To do →
Only the lines below starting at the one containing "-77,9 +77,7 @@" and ending at the one containing "opening entirely, a" belong in the answer, each copied exactly.

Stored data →
··········
Issue #3273, opened 2022-08-01
Support npmjs.com security keys for 2FA


Frederick888:
- [ ] I'd be willing to implement this feature ([contributing guide](https://github.com/lerna/lerna/blob/main/CONTRIBUTING.md))

## Description

When publishing a package to npmjs.com, if the account uses security keys for 2FA, offer a https://www.npmjs.com/login/xxxxxxxx-xxxx-xxxx-xxxx-xxxxxxxxxxxx link where user can use security key to obtain an OTP.

## Motivation

At the moment the only reason for me to have a software authenticator in my npmjs.com account is to publish packages with lerna. It'd be great if I can keep only the hardware tokens which are more secure.

## Suggested Implementation

I'm not sure how lerna interacts with npmjs.com, but it'd be nice if we can have something similar to `npm publish`/`yarn publish`.

`npm publish`:

```
npm notice Publishing to https://registry.npmjs.org/
npm notice Open https://www.npmjs.com/login/xxxxxxxx-xxxx-xxxx-xxxx-xxxxxxxxxxxx to use your security key for authentication or enter OTP from your authenticator app
This operation requires a one-time password.
Enter OTP:
```

`yarn publish`:

```
info Two factor authentication enabled.
info Open https://www.npmjs.com/login/xxxxxxxx-xxxx-xxxx-xxxx-xxxxxxxxxxxx to use your security key for authentication or enter OTP from your authenticator app
question npm one-time password:
```
![Screenshot_20220801_223821](https://user-images.githubusercontent.com/4507647/182150242-4dd3c153-408e-485a-ab27-200b2d72e49d.png)
![Screenshot_20220801_223856](https://user-images.githubusercontent.com/4507647/182150267-daf30c15-b19c-4ce8-92b9-903f16b36944.png)

JamesHenry:
Thanks a lot @Frederick888! I had missed this before but it was also just raised on twitter. We can definitely add this 👍

sim31:
Now that new TOTP enrolments in npmjs are disabled this becomes even more relevant. Had to use access token just to publish packages using lerna.

TimothyJones:
@JamesHenry I've raised a PR that adds support for security keys when publishing - #4417

PR #4417, opened 2026-08-31
feat(core): Add support for authenticating with a security key when publishing

TimothyJones:
Hi! I ran into #3273 today, and this is a fix for it.

For full disclosure, Claude wrote most of the code in this PR, but I (a human) have personally read it, am happy with it, and have manually tested it. I'm happy to stand behind this change.

The change is based on what npm's CLI does, but adapted (I think) for Lerna's style. Please let me know if there's anything that needs changing, or if I've missed anything.

I have manually tested it against the repository that I couldn't publish on the current version of lerna, and it correctly spawns the browser, and after authenticating with a security key press, it then publishes successfully.

One note - this PR changes the auth that lerna requests from `legacy` to `web`. I was not able to test whether the old style of auth still works correctly, although I believe it should.

I also wasn't able to run the e2e tests on main before I made changes (and, uh, they still didn't run after, I did check). Hopefully these run in CI.

PR template below. With the exception of the first two paragraphs of the description I (a human) wrote it. For the two paragraphs in the description that Claude suggested, I copyedited so that they read better.

----

## Description

When an npm account uses a security key / passkey for 2FA rather than an authenticator app, the registry responds to publish (and dist-tag) requests with an EOTP error carrying `authUrl` and `doneUrl` instead of expecting a typed one-time password. Lerna's `otplease` helper treated every EOTP error as the classic flow and prompted "This operation requires a one-time password:", which users with security keys have no way to satisfy.

To fix this, I borrowed the behaviour from npm CLI: when the EOTP body carries a web-auth challenge, print and open `authUrl` in the browser (if configured), then poll `doneUrl` until the registry returns a token, and retry the request with that token as the `otp`. The existing OTP cache and semaphore ensure the challenge is completed once and the token reused for the remaining packages.

This also required changing the `authType` to `'web'`, which is the current default in npm. I've followed the behaviour of npm's cli as much as possible.

## Motivation and Context

Users with security keys and no authenticator set in their npm account are currently unable to publish with Lerna. It's possible to use an access token as a workaround. This was reported a couple of years ago in #3273, and now that npm is tightening up their requirements, this is going to become more of a problem.

## How Has This Been Tested?

Automated tests are provided, and I've manually tested it to successfully publish a repository I was previously unable to publish. I was unable to test the OTP flow manually (as you can't set an authenticator on your npm account once you've set up a security key), but I believe it should work.

I couldn't get the e2e tests to run on main with no changes, so I wasn't able to run them after the changes.

## Types of changes

## Checklist:

- [x] All new and existing tests passed

^ With the exception of e2e, which I couldn't get to pass even on main

---

> [!NOTE]
> **Medium Risk**
> Changes default registry auth negotiation from legacy to web and extend shared OTP handling used on publish and dist-tag; explicit `--otp` and legacy auth-type still opt out, but untested edge cases around classic 2FA are possible.
> 
> **Overview**
> Adds **browser-based two-factor authentication** for npm accounts that use a security key or passkey, fixing publishes that previously stalled on a typed OTP prompt.
> 
> When the registry returns an `EOTP` error with `authUrl` and `doneUrl`, **`otplease`** now completes that web challenge (print URL, optionally open a browser, poll `doneUrl` for a token) instead of always prompting for a numeric OTP. Tokens are **cached and deduplicated** with the existing OTP semaphore, so multi-package publishes still authenticate once. The same path applies to **publish and dist-tag** registry calls that use `otplease`.
> 
> **`lerna publish`** advertises **`npm-auth-type: web`** and **`npm-command: publish`** by default (matching current npm), and falls back to **legacy** when `--otp` is set or `auth-type` is not `web`. npm-conf defaults and allowed **`auth-type`** values now include **`web`**.
> 
> Publish docs under **`--otp`** explain the security-key flow and **`browser`** / legacy opt-out.
> 
> <sup>Reviewed by [Cursor Bugbot](https://cursor.com/bugbot) for commit f3dc73c7a55496f21cd5538947623ac17e2a9af2. Bugbot is set up for automated code reviews on this repo. Configure [here](https://www.cursor.com/dashboard/bugbot).</sup>

### DIFF
--- a/libs/core/src/lib/npm-conf/defaults.ts
+++ b/libs/core/src/lib/npm-conf/defaults.ts
@@ -58,7 +58,7 @@ export const defaults = {
   also: null,
   audit: true,
   "audit-level": "low",
-  "auth-type": "legacy",
+  "auth-type": "web",
   "bin-links": true,
   browser: null,
   ca: null,
--- a/libs/core/src/lib/web-auth.ts
+++ b/libs/core/src/lib/web-auth.ts
@@ -11,7 +11,7 @@
  * - https://github.com/npm/npm-profile/blob/main/lib/index.js (webAuthOpener / webAuthCheckLogin)
  */
 
-import * as childProcess from "@lerna/child-process";
+import childProcess from "node:child_process";
 import fetch, { FetchOptions } from "npm-registry-fetch";
 import log from "./npmlog";
 
@@ -77,9 +77,7 @@ export async function getWebAuthOneTimePassword(
 
   // Opening the browser is best-effort: the URL has already been printed, so a missing or
   // failing opener (e.g. an SSH session) must not prevent the user from completing the challenge.
-  openInBrowser(authUrl, opts["browser"]).catch((err: Error) => {
-    log.verbose("web-auth", `Unable to open browser automatically: ${err?.message || err}`);
-  });
+  openInBrowser(authUrl, opts["browser"]);
 
   return pollForToken(doneUrl, opts);
 }
@@ -88,27 +86,53 @@ export async function getWebAuthOneTimePassword(
  * Open a URL with the user's default browser, honouring the npm `browser` config:
  * `false` disables opening entirely, a string is used as the opener command,
  * anything else uses the platform default (`open`, `start`, or `xdg-open`).
+ *
+ * This is deliberately fire-and-forget:
+ * - the child is unref'd so that an opener which stays in the foreground (as `xdg-open` may when it has to
+ *   launch the browser itself) cannot keep lerna alive after publishing has finished
+ * - failures are only logged, and never affect `process.exitCode`. `@lerna/child-process` is intentionally not
+ *   used here because it propagates a child's non-zero exit status onto `process.exitCode`, which would turn an
+ *   otherwise successful publish into a failed lerna run whenever no opener is available (SSH, containers, CI).
  */
-function openInBrowser(url: string, browser: unknown): Promise<unknown> {
+function openInBrowser(url: string, browser: unknown): void {
   if (browser === false) {
-    return Promise.resolve();
+    return;
   }
+
+  const onError = (err: unknown) => {
+    log.verbose("web-auth", `Unable to open browser automatically: ${(err as Error)?.message || err}`);
+  };
 
   // URLs are only ever passed through as a single argument, so escape anything that could be
   // interpreted by a shell (`"` etc) - the registry URL is expected to already be well-formed.
   const target = encodeURI(url);
 
-  if (typeof browser === "string") {
-    return childProcess.exec(browser, [target]);
-  }
+  try {
+    const child =
+      typeof browser === "string"
+        ? childProcess.spawn(browser, [target], { stdio: "ignore", windowsHide: true })
+        : process.platform === "win32"
+          ? // `start` is a cmd.exe builtin, so a shell is required. The empty quoted first argument is the
+            // window title, without which `start` would treat the URL as the title.
+            childProcess.spawn("start", ['""', `"${target}"`], {
+              shell: true,
+              stdio: "ignore",
+              windowsHide: true,
+            })
+          : childProcess.spawn(process.platform === "darwin" ? "open" : "xdg-open", [target], {
+              stdio: "ignore",
+            });
 
-  if (process.platform === "win32") {
-    // `start` is a cmd.exe builtin, so a shell is required. The empty quoted first argument is the
-    // window title, without which `start` would treat the URL as the title.
-    return childProcess.exec("start", ['""', `"${target}"`], { shell: true });
+    child.on("error", onError);
+    child.on("exit", (code) => {
+      if (code) {
+        onError(new Error(`opener exited with code ${code}`));
+      }
+    });
+    child.unref();
+  } catch (err) {
+    onError(err);
   }
-
-  return childProcess.exec(process.platform === "darwin" ? "open" : "xdg-open", [target]);
 }
 
 async function pollForToken(doneUrl: string, opts: Record<string, unknown>): Promise<string> {
--- a/libs/core/src/lib/web-auth.ts
+++ b/libs/core/src/lib/web-auth.ts
@@ -1,0 +1,141 @@
+/**
+ * Web-based two-factor authentication ("web OTP") for registry requests.
+ *
+ * When an npm account uses a security key / passkey (WebAuthn) instead of an authenticator app,
+ * the registry cannot be satisfied with a typed one-time password. Instead, the EOTP error it
+ * returns carries an `authUrl` (to be opened in a browser, where the user completes the challenge)
+ * and a `doneUrl` (to be polled until it yields a token that can be sent as the `otp` on a retry).
+ *
+ * Adapted from:
+ * - https://github.com/npm/cli/blob/latest/lib/utils/auth.js (otplease)
+ * - https://github.com/npm/npm-profile/blob/main/lib/index.js (webAuthOpener / webAuthCheckLogin)
+ */
+
+import * as childProcess from "@lerna/child-process";
+import fetch, { FetchOptions } from "npm-registry-fetch";
+import log from "./npmlog";
+
+export interface WebAuthChallenge {
+  authUrl: string;
+  doneUrl: string;
+}
+
+/**
+ * Delay between polls of the `doneUrl` when the registry does not send a `retry-after` header.
+ */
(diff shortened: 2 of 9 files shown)


libs/core/src/lib/web-auth.ts
```diff
@@ -0,0 +1,141 @@
...
+    return childProcess.exec(browser, [target]);
+  }
+
+  if (process.platform === "win32") {
+    // `start` is a cmd.exe builtin, so a shell is required. The empty quoted first argument is the
+    // window title, without which `start` would treat the URL as the title.
+    return childProcess.exec("start", ['""', `"${target}"`], { shell: true });
+  }
+
+  return childProcess.exec(process.platform === "darwin" ? "open" : "xdg-open", [target]);
```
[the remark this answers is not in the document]
TimothyJones: I agree, this looks like an actual problem to me. It looks like lerna's child-process is maybe not intended for processes that we don't mind failing. Can a maintainer advise what the best solution is here?

libs/core/src/lib/npm-conf/defaults.ts
```diff
@@ -58,7 +58,7 @@ export const defaults = {
   also: null,
   audit: true,
   "audit-level": "low",
-  "auth-type": "legacy",
+  "auth-type": "web",
```
ghiscoding, line 61: changing this default seems like a breaking change, why not keeping the "legacy" default?

TimothyJones: Can't keep the `legacy` default, as npm won't offer the security key auth flow on `legacy`.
··········
Solution for this problem →
@@ -77,9 +77,7 @@ export async function getWebAuthOneTimePassword(
 
   // Opening the browser is best-effort: the URL has already been printed, so a missing or
   // failing opener (e.g. an SSH session) must not prevent the user from completing the challenge.
-  openInBrowser(authUrl, opts["browser"]).catch((err: Error) => {
-    log.verbose("web-auth", `Unable to open browser automatically: ${err?.message || err}`);
-  });
+  openInBrowser(authUrl, opts["browser"]);
 
   return pollForToken(doneUrl, opts);
 }
@@ -88,27 +86,53 @@ export async function getWebAuthOneTimePassword(
  * Open a URL with the user's default browser, honouring the npm `browser` config:
  * `false` disables opening entirely, a string is used as the opener command,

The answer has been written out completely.